## Your goal
Only a slice of the listing below is wanted. Retype the lines from the one containing "-41,7 +41,6 @@" through the one containing "now (Hono 1.1).", exactly, both ends included.

[Opening Provided records section]

PR #63, opened 2020-03-05
[#61] Increase Hono data grid readinessProbe timeout

### LINKED ISSUE #61: Hono: Data-grid pod doesn't get ready
I've deployed the Hono chart in a [kind](https://kind.sigs.k8s.io/) cluster using the `dataGridExample.enabled=true` option to deploy an Infinispan data grid for the Hono device connection service.

The `eclipse-hono-data-grid-0` pod didn't get ready here, also causing the protocol adapter pods to not get ready.
Error in the `eclipse-hono-data-grid-0` pod:
`Readiness probe errored: rpc error: code = DeadlineExceeded desc = failed to exec in container: timeout 3s exceeded: context deadline exceeded`.

When running the readiness probe command ([`/usr/local/bin/is_healthy.sh`](https://github.com/jboss-dockerfiles/infinispan/blob/9.4.x/server/is_healthy.sh)) manually in the pod, the command took 22s - so way more than the 3s timeout defined in the chart.

I think the timeout should be increased here. Better yet would be to update to Infinispan >= 10, where there is a proper [readinessProbe REST endpoint](https://github.com/infinispan/infinispan-images#liveness-and-readiness-probes).

calohmn:
This fixes #61.

### DIFF
--- a/charts/hono/Chart.yaml
+++ b/charts/hono/Chart.yaml
@@ -15,7 +15,7 @@ name: hono
 description: |
   Eclipse Hono™ provides remote service interfaces for connecting large numbers of IoT devices to a back end and
   interacting with them in a uniform way regardless of the device communication protocol.
-version: 1.1.5
+version: 1.1.6
 # Version of Hono being deployed by the chart
 appVersion: 1.1.1
 keywords:
--- a/charts/hono/templates/example-data-grid/statefulset.yaml
+++ b/charts/hono/templates/example-data-grid/statefulset.yaml
@@ -63,11 +63,11 @@ spec:
           exec:
             command:
             - /usr/local/bin/is_healthy.sh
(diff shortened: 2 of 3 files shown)


calohmn:
@sophokles73 I don't think the `-XX:MinRAMPercentage=80 -XX:MaxRAMPercentage=80` options matter here because in the script `-Xmx16m` is set, and that gets precedence (see [here](https://stackoverflow.com/a/54297753)).

> Anyway, I guess we could fall back to simply using an HTTP based probe on Infinispan's REST API instead of the Java based is_healthy.sh ...

Right, I had been concentrating on the fact that a dedicated health HTTP endpoint is only available from Infinispan 10 onwards, but if you have another command ready, we can use that. I can close this PR then.

PR #66, opened 2020-03-05
Configmap for Nginx should not be deploy when nginx is disabled

BobClaerhout:

### DIFF
--- a/charts/ditto/templates/nginx-configmap.yaml
+++ b/charts/ditto/templates/nginx-configmap.yaml
@@ -9,6 +9,7 @@
 #
 # SPDX-License-Identifier: EPL-2.0
 ---
+{{- if .Values.nginx.enabled -}}
 apiVersion: v1
 kind: ConfigMap
 metadata:
@@ -162,3 +163,5 @@ data:
         {{- end }}
       }
     }
+
+{{- end }}
--- a/charts/ditto/Chart.yaml
+++ b/charts/ditto/Chart.yaml
@@ -17,7 +17,7 @@ description: |
   (real world “Things”, e.g. devices like sensors, smart heating, connected cars, smart grids,
   EV charging stations etc).
 name: ditto
-version: 1.1.3
+version: 1.1.4
 keywords:
   - iot-chart
 home: https://www.eclipse.org/ditto


charts/ditto/templates/nginx-configmap.yaml
```diff
@@ -162,3 +163,5 @@ data:
         {{- end }}
       }
     }
+
+{{- end }}
```
sophokles73: missing EOL

sophokles73:
@BobClaerhout you also need to bump the (patch) version number ...

thjaeckle:
@BobClaerhout could you please merge the latest master into your branch?
I updated the GitHub "checkout" action to v2 - this version fixes that failed CI could not be retried.

BobClaerhout:
> @BobClaerhout could you please merge the latest master into your branch?
> I updated the GitHub "checkout" action to v2 - this version fixes that failed CI could not be retried.

Done. Tests still failing though

thjaeckle:
I don't see any error message why this now fails.
Anyone else can explain that?

ctron:
Me neither @monotek do you have an idea?

charts/ditto/templates/nginx-configmap.yaml
```diff
@@ -9,6 +9,7 @@
 #
 # SPDX-License-Identifier: EPL-2.0
 ---
+{{- if .Values.nginx.enabled -}}
```
sophokles73: I am not sure if the `-` in `-}}` is correct. FMPOV it will lead to `apiVersion: v1` being pulled up directly behind the `---` delimiter ...
@BobClaerhout can you check by running `helm template` locally?

BobClaerhout: I do not get any errors when running `helm template` locally. 
Also, this is a copy from https://github.com/eclipse/packages/blob/a21fb8306e1bc2116efeda6c02cb023ba2960ec5/charts/ditto/templates/nginx-config.yaml#L12 so this should be ok.

ctron:
I am having the same problem on #73 … @monotek I think there is something broken in the github action, could that be? As we are using "master", this might have changed to something which is no longer compatible.

ctron:
As mentioned in https://github.com/helm/chart-testing-action/issues/20#issuecomment-598515402 … this a problem with `actions/checkout@v2`.

@thjaeckle did introduce v2 in commit a6f7c8824147cb06092e3bb9d37296bd899bb109

I did revert that now, and indeed, linting works again.

So you need to rebase your PR on master, and push again. That should fix the issue.

thjaeckle:
Damn. thx @ctron
Did update to v2 as triggering rebuilds of failed GH Actions checks does not work with v1.
Had the same problem in our Ditto actions.
But there we don't use chart testing.

ctron:
> Did update to v2 as triggering rebuilds of failed GH Actions checks does not work with v1.

Which means we can only have **either** triggering re-builds **or** linting :roll_eyes:

Hopefully this will get fixed in helm linting soon.

PR #67, opened 2020-03-05
Support connecting external protocol adapters

sophokles73:
The example AMQP Messaging Network and Device Registry can now be
configured to allow protocol adapters that run outside of the cluster to
connect to their secure endpoints.
This is helpful e.g. for connecting edge nodes which run a Hono protocol
adapter to connect to a Hono instance running in a back end.

### DIFF
--- a/charts/hono/config/router/qdrouterd.json
+++ b/charts/hono/config/router/qdrouterd.json
@@ -41,7 +41,6 @@
     "requireSsl": true,
     "host": "0.0.0.0",
     "port": 5671,
-    "maxSessionFrames": 200,
     "linkCapacity": 100,
     "authenticatePeer": true,
     "saslMechanisms": "PLAIN",
@@ -51,7 +50,6 @@
   ["listener", {
     "host": "0.0.0.0",
     "port": 5672,
-    "maxSessionFrames": 200,
     "linkCapacity": 100,
     "authenticatePeer": true,
     "saslMechanisms": "PLAIN",
@@ -63,7 +61,6 @@
     "requireSsl": true,
     "host": "0.0.0.0",
     "port": 5673,
-    "maxSessionFrames": 500,
     "linkCapacity": 100,
     "authenticatePeer": true,
     "saslMechanisms": "EXTERNAL"
@@ -135,6 +132,7 @@
       "groups": {
         "$default": {
           "remoteHosts": "*",
+          "maxSessionWindow": 3276800,
           "maxSessions": 10
         }
       }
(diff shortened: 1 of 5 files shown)


charts/hono/config/router/qdrouterd.json
```diff
@@ -148,11 +146,12 @@
           "users": "Eclipse IoT;Hono",
           "remoteHosts": "*",
           "maxSessions": 4,
+          "maxSessionWindow": 8192000,
           "maxMessageSize": 131072,
           "allowUserIdProxy": true,
           "allowAnonymousSender": true,
-          "sources": "control/*, command/*",
-          "targets": "telemetry/*, event/*, control/*, command_response/*"
```
calohmn: The `control/*` addresses are still needed as of now (Hono 1.1).
(In Hono 1.2, that pattern will be renamed as part of the changes for https://github.com/eclipse/hono/issues/1272.)

charts/hono/values.yaml
```diff
@@ -182,6 +182,24 @@ useLoadBalancer: true
 # Configuration properties for protocol adapters.
 adapters:
 
+  # externalAdaptersEnabled indicates whether protocol adapters that
+  # run outside of the kubernetes cluster should be allowed to connect to
+  # the Dispatch Router and the example device registry's service endpoints.
+  # The default setting is 'false' which prevents access from outside of the
+  # cluster.
+  # Setting this property to 'true' allows external adapters to connect to
+  # the Dispatch Router's 'interal' endpoint and the Device Registry's
```
calohmn: typo "interal"

charts/hono/config/router/qdrouterd.json
sophokles73: This is still used for forwarding commands that need to be mapped to a gateway ID, right?

charts/hono/values.yaml
```diff
@@ -182,6 +182,24 @@ useLoadBalancer: true
...
+  # service endpoints via AMQPS, i.e. AMQP over TLS.
+  # The Dispatch Router requires adapters to authenticate using SASL EXTERNAL,
+  # i.e. an adapter needs to provide a client certificate that has been signed
+  # by one of the CA certs contained in the router's trust store.
+  # When opening the AMQP connection to the router, the adapter needs to indicate
+  # the 'hono-internal' virtual host name in its AMQP 1.0 'open' frame.
```
calohmn: I think a hint would be helpful that the connection has to be opened to a different port than the one to be used by northbound applications when connecting to the Dispatch Router.

charts/hono/config/router/qdrouterd.json
calohmn: yes

sophokles73:
@calohmn I have incorporated your feedback. Would you mind taking another look?

PR #322, opened 2021-11-19
Fix usage of springLoggingConfig

calohmn:
Wrong property name was used in `_helpers.tpl` and in the documentation.


sophokles73 (approved):
LGTM

PR #323, opened 2021-11-23
Update Ditto Helm chart to released Ditto 2.2.0

thjaeckle:
* simplified README.md of the Ditto chart; added namespace, borrowed from Hono readme


stmaute (approved):
LGTM 👍🏻 
@thjaeckle Can the PR be merged?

[Closing Provided records section]

## Written response
@@ -41,7 +41,6 @@
     "requireSsl": true,
     "host": "0.0.0.0",
     "port": 5671,
-    "maxSessionFrames": 200,
     "linkCapacity": 100,
     "authenticatePeer": true,
     "saslMechanisms": "PLAIN",
@@ -51,7 +50,6 @@
   ["listener", {
     "host": "0.0.0.0",
     "port": 5672,
-    "maxSessionFrames": 200,
     "linkCapacity": 100,
     "authenticatePeer": true,
     "saslMechanisms": "PLAIN",
@@ -63,7 +61,6 @@
     "requireSsl": true,
     "host": "0.0.0.0",
     "port": 5673,
-    "maxSessionFrames": 500,
     "linkCapacity": 100,
     "authenticatePeer": true,
     "saslMechanisms": "EXTERNAL"
@@ -135,6 +132,7 @@
       "groups": {
         "$default": {
           "remoteHosts": "*",
+          "maxSessionWindow": 3276800,
           "maxSessions": 10
         }
       }
(diff shortened: 1 of 5 files shown)


charts/hono/config/router/qdrouterd.json
```diff
@@ -148,11 +146,12 @@
           "users": "Eclipse IoT;Hono",
           "remoteHosts": "*",
           "maxSessions": 4,
+          "maxSessionWindow": 8192000,
           "maxMessageSize": 131072,
           "allowUserIdProxy": true,
           "allowAnonymousSender": true,
-          "sources": "control/*, command/*",
-          "targets": "telemetry/*, event/*, control/*, command_response/*"
```
calohmn: The `control/*` addresses are still needed as of now (Hono 1.1).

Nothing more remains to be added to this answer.